Adobe has released a comprehensive set of security fixes in its latest Patch Tuesday updates, addressing critical-severity vulnerabilities across several products, including Acrobat, Reader, ColdFusion, inDesign, inCopy, and Audition.
In particular, Adobe highlighted code-execution defects in Acrobat and Reader, pointing to at least 17 bugs that could potentially lead to arbitrary code execution and memory leak issues on unpatched Windows and macOS systems. The critical-severity bulletin emphasizes the importance of promptly applying the patches to mitigate these risks.

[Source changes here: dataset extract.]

PR #1624, opened 2025-12-02
bug: possible leaked connections

sergiyvamz:

### DIFF
--- a/wrapper/src/main/java/software/amazon/jdbc/hostlistprovider/monitoring/ClusterTopologyMonitorImpl.java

The update also includes patches for six critical ColdFusion flaws affecting versions 2023 and 2021, posing risks of arbitrary code execution and security feature bypass.
Beyond Acrobat and ColdFusion, Adobe’s mega-patch bundle covers a range of products, addressing various vulnerabilities. These include five vulnerabilities in RoboHelp Server, presenting risks of arbitrary code execution and memory leaks, six documented bugs in Photoshop with potential arbitrary code execution and memory leak issues, seven denial-of-service and memory leak problems in InDesign, and three bugs in Adobe Bridge exposing users to memory leakage.
Additionally, the update addresses code execution issues in Adobe FrameMaker Publishing Server and Adobe Media Encoder, along with Adobe Premiere Pro. Despite the severity of the flaws, Adobe stated that it is not aware of any in-the-wild exploits targeting the documented vulnerabilities, underscoring the importance of proactive patching.